Sem dúvida alguma, a guajira mais famosa de Cuba é ‘Guantanamera’. De tanto tocar no mundo inteiro, transformou-se para muita gente em uma música mala, tal qual aquelas do Geraldo Azevedo que são executadas obrigatoriamente nos barzinhos com som ao vivo, voz e violão, de Maceió. Daí, ninguém passa a nem prestar atenção no que ouve, perdendo a oportunidade se aprofundar na eventual mensagem da canção. Bom… guajira eu sabia que é um dos estilos musicais cubanos, guantanamera é algo ou alguém que vem de Guantánamo, no extremo leste da ilha. Mas somente já em Cuba fui descobrir que a letra da canção famosa foi retirada de versos de um poema de José Martí, vendo-a escrita nas paredes do memorial ao poeta, na capital do pais. Tendo oportunidade e interesse de me aprofundar nessa questão, deu pra entender por que essa música é tão importante pra os cubanos, se transformando numa espécie de hino informal.

José Martí é herói de primeira grandeza da nação. Antes de qualquer outro, seu nome é o primeiro a ser cogitado para ser colocado em ruas, escolas, hospitais ou o que mais merecer uma placa a ser fixada em Cuba. Martí foi o principal dos revolucionários idealizadores da independência e brigou até a morte na guerra de Cuba contra a colonizadora Espanha, no apagar das luzes do século XIX. A luta continuou após o seu desaparecimento. Quando a vitória cubana era irreversível, os Estados Unidos, oportunistamente, entraram na guerra. O roteiro final desse conflito não é dos mais criativos. Pra entrar nessa guerra, os americanos se aproveitaram da desculpa de ter ocorrido um suposto ataque ‘terrorista’ a um dos seus navios que voou pelos ares na Baía de Havana. Em represália, os ianques detonaram outros barcos dos espanhóis, que, já em clima de fim de festa, bateram em retirada dando a parada como perdida. Os americanos a partir daí começaram a vender a idéia que foram os libertadores de Cuba, e, já na primeira constituição do novo país independente, fizeram os cubanos engolirem descendo quadrado a famigerada Emenda Platt, que, em poucas palavras, dava aos Estados Unidos direito de intervir na hora que achassem necessário, da maneira que lhes aprouvesse, nos assuntos de Cuba. De brinde, ainda exigiam para uso por tempo indeterminado uma área em Guantánamo, ponto estratégico no Caribe, onde montaram a base militar que mantêm firme desde então e foi o parque de diversões dos torturadores da era Bush.

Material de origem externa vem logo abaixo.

PR #2673, opened 2018-04-05
Support multi project search for deploys and allow post to deploys index

ragurney:

### DIFF
--- a/app/controllers/deploys_controller.rb
+++ b/app/controllers/deploys_controller.rb
@@ -10,6 +10,8 @@ class DeploysController < ApplicationController
   before_action :find_deploy, except: [:index, :active, :active_count, :new, :create, :confirm]
   before_action :stage, only: :new
 
+  skip_before_action :verify_authenticity_token, only: [:index]
+
   def active
     @deploys = deploys_scope.active
     render partial: 'deploys/table', layout: false if params[:partial]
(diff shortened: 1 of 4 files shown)


app/controllers/deploys_controller.rb
```diff
@@ -10,6 +10,8 @@ class DeploysController < ApplicationController
   before_action :find_deploy, except: [:index, :active, :active_count, :new, :create, :confirm]
   before_action :stage, only: :new
 
+  skip_before_action :verify_authenticity_token, only: [:index]
```
grosser: index should be get anyway, why does it need a skip ?

app/controllers/deploys_controller.rb
```diff
@@ -135,10 +137,13 @@ def search
       ).pluck(:id)
     end
 
-    if project_name = search[:project_name].presence
-      projects = Project.where(
-        Project.arel_table[:name].matches("%#{ActiveRecord::Base.send(:sanitize_sql_like, project_name)}%")
-      ).pluck(:id)
+    if project_names = search[:project_names].presence
```
grosser: could do: `if project_names = search[:project_names].to_s.split(",").presence`

config/routes.rb
```diff
@@ -68,6 +68,8 @@
     end
   end
 
+  match '/deploys', to: 'deploys#index', via: :post
```
grosser: deploys index exists ? ... use that ?

app/controllers/deploys_controller.rb
```diff
@@ -141,6 +141,13 @@ def search
       ).pluck(:id)
     end
 
+    # For external searches
+    if project_permalinks = search[:project_permalinks].to_s.split(",").presence
+      projects = Project.where(
```
grosser: `where(permalink: project_permalinks)`

app/controllers/deploys_controller.rb
```diff
@@ -141,6 +141,11 @@ def search
       ).pluck(:id)
     end
 
+    # For external searches
+    if project_permalinks = search[:project_permalinks].to_s.split(",").presence
+      projects = Project.where(permalink: project_permalinks).pluck(:id)
```
grosser: bug: when search for names and project_permalinks it won't work :D

grosser: `projects &= Project.where(permalink: project_permalinks).pluck(:id)`

PR #2674, opened 2018-04-10
Add route to create deploys from the API

jacobat:
* Allow creating deploys through the API

/cc @zendesk/samson

### Tasks
 - [ ] :+1: from team

### Risks
- Level: Low, just adding another endpoint.


grosser:
can you use `POST /deploys` instead ?

jacobat:
Of course.

PR #2677, opened 2018-04-11
DEVEX511 - Handle invalid bytes appearing in output streams

ragurney:


app/models/terminal_executor.rb
```diff
@@ -102,6 +102,7 @@ def timeout_execution(time, &block)
 
   def stream(from:, to:)
     from.each(256) do |chunk|
+      chunk = chunk.scrub
```
grosser: `scrub!` ?

PR #2678, opened 2018-04-12
[WIP] Stagger Deploys

ragurney:

### DIFF
--- a/app/models/job.rb
+++ b/app/models/job.rb
@@ -102,7 +102,7 @@ class Job < ActiveRecord::Base
   end
 
   def queued?
-    JobQueue.queued?(id)
+    JobQueue.queued?(id) || DeployStaggerer.queued?(id)
   end
 
   def active?
--- a/app/models/deploy_service.rb
+++ b/app/models/deploy_service.rb
@@ -40,7 +40,7 @@ class DeployService
       send_after_notifications(deploy)
     end
 
-    JobQueue.perform_later(job_execution, queue: deploy.job_execution_queue_name)
+    DeployStaggerer.process(job_execution, deploy)
 
     send_sse_deploy_update('start')
   end
--- a/app/models/deploy_staggerer.rb
+++ b/app/models/deploy_staggerer.rb
@@ -1,0 +1,54 @@
+# frozen_string_literal: true
+
+class DeployStaggerer
+  include Singleton
+
+  STAGGER_INTERVAL = Integer(ENV['DEPLOY_STAGGER_INTERVAL'] || '0').seconds
+
+  class << self
+    delegate :process, :dequeue, :queued?, to: :instance
+  end
+
+  def process(job_execution, deploy)
+    @lock.synchronize do
+      if @queue.empty? && can_deploy?
+        send_to_job_queue(job_execution, deploy)
+      else
+        enqueue(job_execution, deploy)
+      end
+    end
+  end
+
+  def dequeue
+    @lock.synchronize do
+      if @queue.present? && can_deploy?
+        job_execution, deploy = @queue.shift
+        send_to_job_queue(job_execution, deploy)
+      end
+    end
+  end
+
+  def queued?(id)
+    @queue.any? { |(job_execution, _deploy)| job_execution.id == id }
+  end
+
+  private
+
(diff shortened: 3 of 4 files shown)


app/models/deploy_queue.rb
```diff
@@ -0,0 +1,56 @@
+# frozen_string_literal: true
+
+class DeployQueue
```
grosser: better name would be good since we already have a queue ... DeployStaggerer or so ...

app/models/deploy_queue.rb
```diff
@@ -0,0 +1,56 @@
...
+  include Singleton
+
+  STAGGER_INTERVAL = 10.seconds
```
grosser: most likely want this ENV configureable

grosser: default should be off, small deployments don't need this

app/models/deploy_queue.rb
```diff
@@ -0,0 +1,56 @@
...
+
+  class << self
+    delegate :process, :dequeue, :queued?, to: :instance
+  end
+
+  def process(job_execution, deploy)
+    @lock.synchronize do
+      if @queue.empty? && can_deploy?
```
grosser: `if blocked?` or `if full?`

app/models/deploy_queue.rb
```diff
@@ -0,0 +1,56 @@
...
+        send_to_job_queue(job_execution, deploy)
+      else
+        enqueue(job_execution, deploy)
+      end
```
grosser: send_to_job_queue and enqueue kinda sound the same :)

app/models/deploy_queue.rb
```diff
@@ -0,0 +1,56 @@
...
+    end
+  end
+
+  def dequeue
+    @lock.synchronize do
+      if @queue.present? && can_deploy?
```
grosser: same check from above again ...

app/models/deploy_queue.rb
```diff
@@ -0,0 +1,56 @@
...
+  def can_deploy?
+    @last_deploy_started_at.nil? || Time.now - @last_deploy_started_at >= STAGGER_INTERVAL
+  end
+
+  def send_to_job_queue(job_execution, deploy)
+    @last_deploy_started_at = Time.now
+    JobQueue.perform_later(job_execution, queue: deploy.job_execution_queue_name)
+  end
+
+  private
```
grosser: private again

app/models/job.rb
```diff
@@ -102,7 +102,7 @@ def finished?
   end
 
   def queued?
-    JobQueue.queued?(id)
+    JobQueue.queued?(id) ||  DeployQueue.queued?(id)
```
grosser: race condition ... could be just moved from queued into JobQueue and it would not be marked as queued ?

app/views/deploys/_queued.html.erb
```diff
@@ -3,7 +3,7 @@
     <% if @deploy.job.executing? %>
       Deploy is running, refresh this page.
     <% elsif @deploy.job.queued? %>
-      Deploy is queued and it will be started when previous deploys have finished.
+      Deploy is queued and it will be started soon.
```
grosser: before was better ...

grosser:
maybe the job-queue or job-execution should get a "min start time" per job that is assigned when the job is queued depending on the current load ?

app/models/deploy_queue.rb
ragurney: You mean this env would be set up on a per project/stage basis?

grosser: samson env

app/models/deploy_queue.rb
ragurney: Are they the same? One is `A ∧ B` and the other is `¬A ∧ B`?

app/models/job.rb
ragurney: Hm, how would I fix that? Have some sort of global lock on both queues when this method is called?

grosser: - possibly handling queueing in job-queue
 - reuse job-queue lock

ragurney:
Superseded by: #2680

PR #2681, opened 2018-04-13
Do not tag an image with 'production' if its stage does not deploy code

ragurney:

### DIFF
--- a/plugins/gcloud/lib/samson_gcloud/image_tagger.rb
+++ b/plugins/gcloud/lib/samson_gcloud/image_tagger.rb
@@ -1,6 +1,8 @@
 # frozen_string_literal: true
 module SamsonGcloud
   class ImageTagger
+    PRODUCTION_TAG = 'production'
+
     class << self
       # Note: not tagging builds from different project since that would be confusing ...
       # ideally do not tag any builds for projects that use shared builds ... but that is hard to know atm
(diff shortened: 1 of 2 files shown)


plugins/gcloud/lib/samson_gcloud/image_tagger.rb
```diff
@@ -1,6 +1,8 @@
 # frozen_string_literal: true
 module SamsonGcloud
   class ImageTagger
+    PRODUCTION_TAG = 'production'
```
sathishavm: can we freeze this??

plugins/gcloud/lib/samson_gcloud/image_tagger.rb
```diff
@@ -15,11 +17,20 @@ def tag(deploy)
...
+
+          if env_permalink = stage.environments&.first&.permalink
+            tags << "env-#{env_permalink}"
           end
 
-          tag_image(deploy.stage.permalink, deploy, base, digest)
+          tags << stage.permalink
+
+          # From docker distro: https://tinyurl.com/ycgh7qsp
+          tags.grep(/^[\w][\w.-]{0,127}$/).each { |tag| tag_image(tag, deploy, base, digest) }
```
grosser: `.uniq` since the permalink can be production too

plugins/gcloud/lib/samson_gcloud/image_tagger.rb
```diff
@@ -15,11 +17,20 @@ def tag(deploy)
           next unless digest.match?(/(^|\/|\.)gcr.io\//) # gcr.io or https://gcr.io or region like asia.gcr.io
           base = digest.split('@').first
 
-          if deploy.stage.production?
-            tag_image('production', deploy, base, digest)
+          tags = []
```
sathishavm: These tags are common for all the build in the deploy, Then we need to bring the whole 'tags' array formation out of the build loop.

plugins/gcloud/lib/samson_gcloud/image_tagger.rb
ragurney: Would we want to avoid this collision completely by prefixing the stage permalink tags?

plugins/gcloud/lib/samson_gcloud/image_tagger.rb
ragurney: Isn't that taken care of with `frozen_string_literal`?

plugins/gcloud/lib/samson_gcloud/image_tagger.rb
ragurney: Each build would have a separate digest and base though, which are arguments passed to `tag_image`, so it makes sense to call that for each build?

sathishavm: That's right.. but following code is common for all the builds.
```
  tags = []
  stage = deploy.stage
  if stage.production? && !stage.no_code_deployed?
    tags << PRODUCTION_TAG
  end
  if env_permalink = stage.environments&.first&.permalink
    tags << "env-#{env_permalink}"
 end
  tags << stage.permalink
 # From docker distro: https://tinyurl.com/ycgh7qsp
   tags.grep(/^[\w][\w.-]{0,127}$/)
```

plugins/gcloud/lib/samson_gcloud/image_tagger.rb
sathishavm: hmmm, got confused on Constant, You are right!!

grosser:
yep

PR #1445, opened 2015-12-10
Parsing error on debian/control: Fixes #1442

### LINKED ISSUE #1442: Debian: freeradius-config is missing make
Steps to reproduce: 
- Build the debian packages on Debian (jessie)
- Install them on another other, but minimal system where no make is present
- Postinst fails on freeradius-config where it wants to execute make to create the initial certificates.

The folowing change could fix it:
```
--- a/debian/control
+++ b/debian/control
@@ -61,7 +61,7 @@ Description: FreeRADIUS common files

 Package: freeradius-config
 Architecture: any
-Depends: freeradius-common (>= 3), ${misc:Depends}, openssl
+Depends: freeradius-common (>= 3), ${misc:Depends}, openssl, make
 Breaks: freeradius-config
 Description: FreeRADIUS default config files
  This package should be used as a base for a site local packages
```

matsimon:
Without the comma dpkg-buildpackage doesn't like the conrol file.

### DIFF
--- a/debian/control
+++ b/debian/control
@@ -61,7 +61,7 @@ Description: FreeRADIUS common files
 
 Package: freeradius-config
 Architecture: any
-Depends: freeradius-common (>= 3), ${misc:Depends}, openssl make
+Depends: freeradius-common (>= 3), ${misc:Depends}, openssl, make
 Breaks: freeradius-config
 Description: FreeRADIUS default config files
  This package should be used as a base for a site local packages


matsimon:
Shit happens... ;-)

Now this was build-tested on a Ubuntu box with no issues and the proper dependency handling.

arr2036:
It's annoying, we used to build that as part of CI, but they didn't provide all the packages in the containerised infrastructure, grrr.

PR #1448, opened 2015-12-11
Allow to set source interface (rlm_rest)

nchaigne:
Sometimes it is required to be able to set the source interface (or IP
address).
This small patch adds a configuration item and sets the appropriate
libcurl option.

### DIFF
--- a/raddb/mods-available/rest
+++ b/raddb/mods-available/rest
@@ -46,6 +46,12 @@ rest {
 #	connect_proxy = "socks://127.0.0.1"
 
 	#
+	#  Set a specific source interface or IP address for outgoing traffic.
+	#  (Refer to libcurl CURLOPT_INTERFACE option.)
+	#
+#	src_interface = ""
+
+	#
 	#  The following config items can be used in each of the sections.
 	#  The sections themselves reflect the sections in the server.
 	#  For example if you list rest in the authorize section of a virtual server,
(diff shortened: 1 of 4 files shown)


alandekok:
You're missing the "src_interface" in the configuration struct.  Travis says:

    src/modules/rlm_rest/rlm_rest.c:85:64: error: no member named 'src_interface' in
      'struct rlm_rest_t'

nchaigne:
Doh. I botched this one :'(
I'll push a fix.

nchaigne:
OK got it. Compilation worked because I didn't have libcurl-devel installed, and consequently rlm_rest was not built.

arr2036:
So can you explain the need for this?  There are plenty of other modules that send traffic to external servers are none of them take a src_interface.

alandekok:
To be pedantic, home servers do take src_ipaddr.  That's because the source IP matters 100% of the time for RADIUS.

As a more general option, it's less useful.  Picking the correct source IP is generally better left to the OS routing stack.

nchaigne:
This is a requirement from a customer who asked to use separate source addresses for different kind of traffic. Probably it could be useful for the other modules, but I'm focusing on the modules which we do use.

arr2036:
Is this for authentication of the traffic?

jpereira:
This it's a good one! :+1:

arr2036:
You could replicate the same behaviour by setting up NAT rules on the local machine, and sending the packets to different local IP addresses.

There's a need for consistency when it comes to networking between the modules,  that's why they all use the same connection pool, and all have connection timeouts abstracted as the same config item.  This breaks that consistency, adding a one off hack to satisfy some bizarre requirement from one of your customers.  This isn't perl, we don't just tack stuff on randomly.  You're welcome to maintain your patches locally, but they're not suitable for inclusion into the server.

nchaigne:
I'm not an expert in networking, but what you suggest seems more complicated and dirty than just allowing the module to use whatever source address is wanted.

But it's alright. I have my local patches anyway. I just thought it might be useful.
I understand if you prefer not to merge this. :)

(and leave that poor perl alone, it didn't do anything wrong this time !)

PR #1456, opened 2015-12-15
After removing a vp, if removed element was cursor->found it should b…

pwdng:
…e set to null, not current

### DIFF
--- a/src/lib/cursor.c
+++ b/src/lib/cursor.c
@@ -469,7 +469,7 @@ fixup:
 	/*
 	 *	Fixup cursor->found if we removed the VP it was referring to
 	 */
-	if (vp == cursor->found) cursor->found = cursor->current;
+	if (vp == cursor->found) cursor->found = NULL;
 
 	/*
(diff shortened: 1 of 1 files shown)


arr2036:
No, that's wrong.  That would mean you started searching from the start of the cursor, why would you want that behaviour?

pwdng:
What I'm trying to solve is when fr_cursor_next_by_xxx gets called after fr_cursor_remove, cursor->found points to the vp after the one that was deleted and in fr_cursor_next_by_xxx, if cursor->found exists, we start iterating from cursor->found->next. The vp at cursor->found therefore gets skipped.
Where would it cause the search to restart from the cursor start?

arr2036:
In the case you remove any attribute whilst you're iterating with fr_cursor_next_by_xxx.

arr2036:
cursor->found should be set to the attribute before the one removed, or NULL if no attributes exist

arr2036:
``if (vp == cursor->found) cursor->found = before;``

Actually, looking through the code your original patch would work, but it's confusing.

Issue #1451, opened 2015-12-15
Python modules do not receive configuration parameters


alejandro-perez:
There is no way to provide configuration parameters to python modules. This is inconvenient as it requires users to modify the python module script, that might be installed in a standard PYTHON PATH. Also it makes difficult to maintain configuration when a new version is installed.

I understand that the dynamic nature of python vs. the static nature of the FR configuration conflict, but a trade-off solution should be provided. Here is my suggestion:
* Add a new configuration parameter to the rlm_python module, called "module_configuration". This is a string.
* Make this string somehow available to the python module (perhaps as a module constant). The format of this parameter is not standardize, so one python module might use CSV, whereas other might use JSON.

alejandro-perez:
In case you are wondering, yes I have a tentative patch :)
```
diff --git a/src/modules/rlm_python/rlm_python.c b/src/modules/rlm_python/rlm_python.c
index 22456a0..aadb0e1 100644
--- a/src/modules/rlm_python/rlm_python.c
+++ b/src/modules/rlm_python/rlm_python.c
@@ -58,6 +58,7 @@ typedef struct rlm_python_t {
 	void		*libpython;
 	PyThreadState	*main_thread_state;
 	char const	*python_path;
+	char const  *module_configuration;
 
 	struct py_function_def
 	instantiate,
@@ -102,6 +103,7 @@ static CONF_PARSER module_config[] = {
 #undef A
 
 	{ "python_path", FR_CONF_OFFSET(PW_TYPE_STRING, rlm_python_t, python_path), NULL },
+	{ "module_configuration", FR_CONF_OFFSET(PW_TYPE_STRING, rlm_python_t, module_configuration), NULL },
 	CONF_PARSER_TERMINATOR
 };
 
@@ -239,6 +241,14 @@ static int mod_init(rlm_python_t *inst)
 		}
 	}
 
+	/*
+     * add module configuration as a constant
+	 */
+	if ((PyModule_AddStringConstant(radiusd_module, "module_configuration",
+					     inst->module_configuration)) < 0){
+		goto failed;
+	}
+
 #ifdef HAVE_PTHREAD_H
 	PyThreadState_Swap(NULL);	/* We have to swap out the current thread else we get deadlocks */
 	PyEval_ReleaseLock();		/* Drop lock grabbed by InitThreads */
```

jpereira:
Hi @alejandro-perez,

This is a good idea! I completed your suggestion here in #1453

[...]

PR #1459, opened 2015-12-17
Rlm python fixes

herwinw:
A number of changes to the python module to make it a lot more usable than it was. It started when I was trying to understand how rlm_python works due to https://github.com/FreeRADIUS/freeradius-server/issues/1451#issuecomment-164894510, and there were a lot of easy fixes to make it more mature than it is now. All these fixes can be backported to 3.0.10, because they preserve backwards compatibility. It was mainly as an excercise for myself to get some experience with embedding python.

As a bonus, I also updated the (almost completely empty) wiki page at http://wiki.freeradius.org/modules/Rlm_python.

### DIFF
--- a/src/modules/rlm_python/prepaid.py
+++ b/src/modules/rlm_python/prepaid.py
@@ -161,15 +161,14 @@ def authorize(authData):
   # If you want to use different operators
   # you can do
   # return (radiusd.RLM_MODULE_UPDATED,
-  #         radiusd.resolve(
-  #            'Session-Timeout := %s' % str(sessionTimeout),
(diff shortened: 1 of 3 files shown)


arr2036:
The most useful fix would be to make it pseudo multithreaded again, if you wanted to look at that

herwinw:
> The most useful fix would be to make it pseudo multithreaded again, if you wanted to look at that

Maybe. I have to admit that I have zero experience with Python embedding except the "monkey see, monkey do" style I have used for these few fixes. Nevertheless, I think the multithreading fixes are pretty much distinct from this branch.

PR #1460, opened 2015-12-18
Fix acctinputoctets & acctoutputoctets been reset to 0 when accounting stopped with no attributes of traffic.

moontide:
An example log of "Acct-Status-Type = Stop" with no attributes of traffic (no Acct-Input-Gigawords, no Acct-Input-Octets, no Acct-Output-Gigawords, no Acct-Output-Octets).

	Fri Dec 18 14:00:12 2015
			Acct-Status-Type = Stop
			Acct-Authentic = RADIUS
			User-Name = "**********"
			Called-Station-Id = "00-0C-43-**-**-**:\\x**\\x**\\x**\\x**\\x**\\x**\\x**\\x**\\x**\\x**\\x**\\x**\\x**\\x**\\x**\\x**\\x**\\x**"
			NAS-Port-Type = Wireless-802.11
			NAS-Port = 4
			Calling-Station-Id = "9C-FC-01-**-**-**"
			Connect-Info = "CONNECT 54Mbps 802.11g"
			Acct-Session-Id = "5670F442-00000330"
			WLAN-Pairwise-Cipher = 1027076
			WLAN-Group-Cipher = 1027076
			WLAN-AKM-Suite = 1027073
			Acct-Session-Time = 811
			Event-Timestamp = "Dec 18 2015 14:00:12 CST"
			NAS-IP-Address = 192.168.201.20
			Acct-Unique-Session-Id = "0c82627b41241813"
			Timestamp = 1450418412

This fix is for v3.0.x, v3.1.x. For v2.x.x, it can be simpler:

	 acctinputoctets    = %{%{Acct-Input-Gigawords}:-(acctinputoctets >> 32)} << 32 | %{%{Acct-Input-Octets}:-(acctinputoctets & 0xFFFFFFFF)}, \
	 acctoutputoctets   = %{%{Acct-Output-Gigawords}:-(acctoutputoctets >> 32)} << 32 | %{%{Acct-Output-Octets}:-(acctoutputoctets & 0xFFFFFFFF)}, \

### DIFF
--- a/raddb/mods-config/sql/main/mysql/queries.conf
+++ b/raddb/mods-config/sql/main/mysql/queries.conf
@@ -292,10 +292,26 @@ accounting {
 						UNIX_TIMESTAMP(@acctupdatetime_old), \
 					framedipaddress = '%{Framed-IP-Address}', \
 					acctsessiontime = %{%{Acct-Session-Time}:-NULL}, \
-					acctinputoctets = '%{%{Acct-Input-Gigawords}:-0}' \
-						<< 32 | '%{%{Acct-Input-Octets}:-0}', \
-					acctoutputoctets = '%{%{Acct-Output-Gigawords}:-0}' \
-						<< 32 | '%{%{Acct-Output-Octets}:-0}' \
+					acctinputoctets	= \
+						CASE \
+							WHEN '%{Acct-Input-Gigawords}'='' THEN (acctinputoctets >> 32) \
+							ELSE '%{Acct-Input-Gigawords}' \
+						END << 32 \
+						| \
+						CASE \
+							WHEN '%{Acct-Input-Octets}'='' THEN (acctinputoctets & 0xFFFFFFFF) \
+							ELSE '%{Acct-Input-Octets}' \
+						END, \
+					acctoutputoctets = \
+						CASE \
+							WHEN '%{Acct-Output-Gigawords}'='' THEN (acctoutputoctets >> 32) \
+							ELSE '%{Acct-Output-Gigawords}' \
+						END << 32 \
+						| \
+						CASE \
+							WHEN '%{Acct-Output-Octets}'='' THEN (acctoutputoctets & 0xFFFFFFFF) \
+							ELSE '%{Acct-Output-Octets}' \
+						END \
 				WHERE AcctUniqueId = '%{Acct-Unique-Session-Id}'"
 
 			#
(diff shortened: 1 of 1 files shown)


alandekok:
Why is this necessary?  Please explain.

    acctinputoctets    = %{%{Acct-Input-Gigawords}:-(acctinputoctets >> 32)} << 32 | %{%{Acct-Input-Octets}:-(acctinputoctets & 0xFFFFFFFF)}

That string expansion works for v3, too.

And is your NAS really sending accounting "alive" packets with `Acct-Input-Gigawords`, and then a "stop" packet with no `Acct-Input-Gigawords`?  If that's the case, your NAS is broken.  Throw it in the garbage and buy one that works.

If you look at all of the accounting queries, all of them just store the data from the packet in the table.  None try to "merge" the data.  Because merging the data is wrong.

moontide:
@alandekok , I have two FreeRADIUS servers and two hostapd servers:
1. FreeRADIUS 3.0.10, hostapd 2.4. Both running in same Fedora 23 OS
2. FreeRADIUS 2.2.6 running in CentOS 6.7, wpad_2015-03-25 running in OpenWRT 15.05 or 14.07 OS in a HiWiFi-J2 router

In server 1 (FreeRADIUS 3.0.10), the '(' and ')' characters are expanded to '=28' and '=29', so it will caused updating SQL failed to execute.

In server 2 (FreeRADIUS 2.2.6), the '(' and ')' character are not expanded, so the update SQL will successfully executed.

----

No matter where I added `radius_acct_interim_interval=NNN` to hostapd.conf or not (both hostapd in Fedora or wpad in OpenWRT), I got some "Acct-Status-Type = Stop" log with no Acct-Input-Gigawords/Acct-Input-Octets/Acct-Output-Gigawords/Acct-Output-Octets, and of course it will reset `acctinputoctets` to zero, and I can't use `MaxDailyTraffic` counter to restrict users access WiFi AP.

alandekok:
OK, the brackets are escaped because they shouldn't be here.  You could just as well do:

    ... (%{%{Acct-Input-Octets}:-acctinputoctets} & 0xFFFFFFFF) ...

    No matter where I added `radius_acct_interim_interval=NNN` to hostapd.conf ...

Then that software is broken.  I'll push a patch to the hostap people.

Adding hacks to FreeRADIUS to work around broken vendor software is *very* problematic.

moontide:
> If you look at all of the accounting queries, all of them just store the data from the packet in the table. None try to "merge" the data. Because merging the data is wrong.

@alandekok, I just checked [rfc2866](http://freeradius.org/rfc/rfc2866.html), it said the statistics data are optional. so, this workaround can tolerate such situation.

> ## 2. Operation
> ...
> At the end of service delivery the client will
>   generate an Accounting Stop packet describing the type of service
>   that was delivered **and optionally statistics such as elapsed time,
>   input and output octets, or input and output packets**.
>  ...

alandekok:
I know what RFC 2866 says.  There are a LOT of things in the RFCs that are allowed, or that the RFCs are silent on.  That doesn't make them good ideas.

This is the first time in 20 years I've seen a NAS behave this way.  It's wrong.  The NAS should be fixed.

arr2036:
I agree with @alandekok NAS is broken.  Sending stats for only *some* accounting types is plain stupid.  For Acct-Status-Type = Stop you *DEFINITELY* want the accounting stats, as that's what the counters were at the end of the session.

If you want to fix this for your deployment, with your broken hostapd daemon, then that's fine, but it's not something that's useful for 99% of other deployments.

PR #1462, opened 2015-12-18
Add systemd support for Debian Jessie

mcnewton:
Apparently it is moving a step forward to break convenience.
So systemd users will have to manually update the system to use
/usr/local/etc/freeradius themselves if that is where their
config is located.

Without this, the freeradius package refuses to start on jessie, and systemd can't cope with shell code in the default file. But this patch doesn't change functionality when building on wheezy.

### DIFF
--- a/debian/freeradius.default
+++ b/debian/freeradius.default
@@ -1,6 +1,15 @@
-# Options for the FreeRADIUS deamon.
+# Options passed to the FreeRADIUS deamon.
+#
+FREERADIUS_OPTIONS=""
+
+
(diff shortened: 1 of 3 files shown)


arr2036:
Wow, ok :(

mcnewton:
Yeah - and it's not something broken on my system either; it's a completely clean VM install :(

Looks like there may be a hack that would get it working so the local raddb is picked up if it exists, but I poked out my eyes looking at it so I can't see any more.

PR #1463, opened 2015-12-18
Add systemd support for Debian Jessie

mcnewton:
Apparently it is moving a step forward to break convenience.
So systemd users will have to manually update the system to use
/usr/local/etc/freeradius themselves if that is where their
config is located.

cherry-pick for v3.1.x.

### DIFF
--- a/debian/freeradius.default
+++ b/debian/freeradius.default
@@ -1,6 +1,15 @@
-# Options for the FreeRADIUS deamon.
+# Options passed to the FreeRADIUS deamon.
+#
+FREERADIUS_OPTIONS=""
+
+
+# If FreeRADIUS is being used on a SysVinit system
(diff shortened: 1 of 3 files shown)


arr2036:
Do all the patches still apply cleanly for you?  I was having an issue with the monit configuration file last night.  Couldn't determine if it was just the machine I was building on...

mcnewton:
Everything builds cleanly with sbuild from v3.0.x on both wheezy and jessie chroots. Haven't tested v3.1.x - will try now.

mcnewton:
For both of wheezy and jessie: All patches apply cleanly on 3.0.x; one hunk offset by 1 line on 3.1.x. monit patch applies cleanly on all. Your machine probably does not have super cow powers.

Che imortalizado na fachada o Ministério do Interior

Ele desistiu de esperar um leitor do Granma

No monumento- museu a Martí, a história da independência e revolução cubana é contada pondo-se de lado essa participação especial dos imperialistas do norte. Junto aos salões que expõem a vida de Martí e sua luta, há um outro dedicado ao segundo personagem mais cultuado pelos cubanos: Che Guevara. A imagem do guerrilheiro é tratada com a devida reverência na Ilha. Enquanto que no resto do mundo aquela foto famosa do
revolucionário pode ser vista estampando até biquínis, lá foi reproduzida em bela estilização na fachada do ministério do Interior, que fica justamente em frente ao monumento a Martí. Minha dúvida fica em relação a Fidel. O fim de sua estada no poder e do regime que comandou por quase 50 anos tem feições melancólicas. A maioria das fotos dele que vi nas paredes de casas, bares ou padarias – nunca em repartições ou prédios públicos, por proibição oficial -, já estavam desbotadas. Em alguns lugares já foi até substituída por uma outra de Hugo Chávez. No caso de uma inexorável mudança política no país, tenho dúvida que no futuro abram mais um salão no memorial para deixar Fidel em destaque proporcional a Che e Martí.